По вечерам здесь играют приглашенные группы и заезжие музыканты. Местные жители называют паб просто «Флетчер»: «Ты где? Я у Флетчера», «Подкатывай к Флетчеру» и т. д.

Согласно последней переписи населения (2007) в Кокермуте проживает 7787 человек. При этом в городке:

полторы дюжины традиционных британских пабов (с такими характерными местными названиями, как «Черный Бык», «Коричневая Корова» и «Серый Козел», не говоря уже о «Таверне Флетчер Кристиан») плюс с четверть сотни ресторанчиков, баров, кафе, чайных комнат и фаст-фудов, предлагающих — в том числе — итальянскую, индийскую и китайскую кухни;

семь небольших отелей и полтора десятка гостевых домов, так называемых B&B («би-энд-би», «bed and breakfast», что в дословном переводе с английского означает «кровать и завтрак»);

один музей, три арт-галереи, шесть церквей и около пяти десятков магазинчиков, маленьких и не очень.

Вы без труда найдете, где переночевать, где поесть, и на что посмотреть. Все это расположено на территории, сравнимой с площадью острова Питкэрн — не более 5 км2. Типичный английский провинциальный городок.

Среди особенных достопримечательностей Кокермута:

нормандский замок XIII века (в настоящее время — частная

собственность, и вход туда запрещен),

пивоварня «Дженнингс», с 1860 года производящая несколько сортов прекрасного эля,

и современный Озерный Центр Овечьей Шерсти (Lakeland Sheep and Wool Centre), где вы сможете не только полюбоваться скоростной стрижкой отборных овец, но и приобрести не знающий сноса свитер отменной местной вязки.

Кстати, как раз мимо этого Центра Шерсти и лежит путь из Кокермута в Мурланд Клоуз.

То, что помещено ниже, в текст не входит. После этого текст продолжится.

PR #5281, opened 2024-09-11
Renaming the Follow button to "Follow back" when followed by user

wscld:
Hi there! 👋 I’d like to suggest a small improvement:
Rename the “Follow” button to “Follow back” when the user is already followed by someone, similar to how Instagram handles it? I think this would make it more intuitive for users to follow each other back.

Before:
Screenshot 2024-09-11 at 19 44 04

Если свернуть с Мэйн-стрит напротив Дома Уортсворта и двигаться на юг по трассе А5086, то буквально через километр городок закончится, и сразу после дорожной развязки с шоссе 66 начнется царство очаровательных жвачных и парнокопытных. За невысокой зеленой изгородью справа и слева от дороги раскинулись поля с сочной травой, и власть здесь почти всецело принадлежит величественным и вальяжным овцам.

В окрестностях Кокермута, по дороге в Мурланд Клоуз

Они давно уже не проявляют никакого интереса к проезжающим мимо автомобилям, и обратить их внимание на себя возможно лишь, подойдя вплотную к изгороди и щелкнув фотовспышкой.

В километре, не больше, от Центра Шерсти — правый поворот на проселочную дорогу и указатель: «Moorland Close». Еще метров пятьдесят, и вы на месте.

Придорожная вывеска фермы Мурланд Клоуз

Двухэтажный серый дом. На стене каменная памятная плита: «Мурланд Клоуз. Место рождения Флетчера Кристиана, лидера мятежа на „Баунти“. 1789». Во внутреннем дворе на веревке сохнет белье, рядом припаркована черная легковая машина. Слева тянутся хозяйственные постройки: склад, сараи, конюшня, ясли для телят. За ними — длинное здание фермы, над которым возвышаются два белых серебристых цилиндра.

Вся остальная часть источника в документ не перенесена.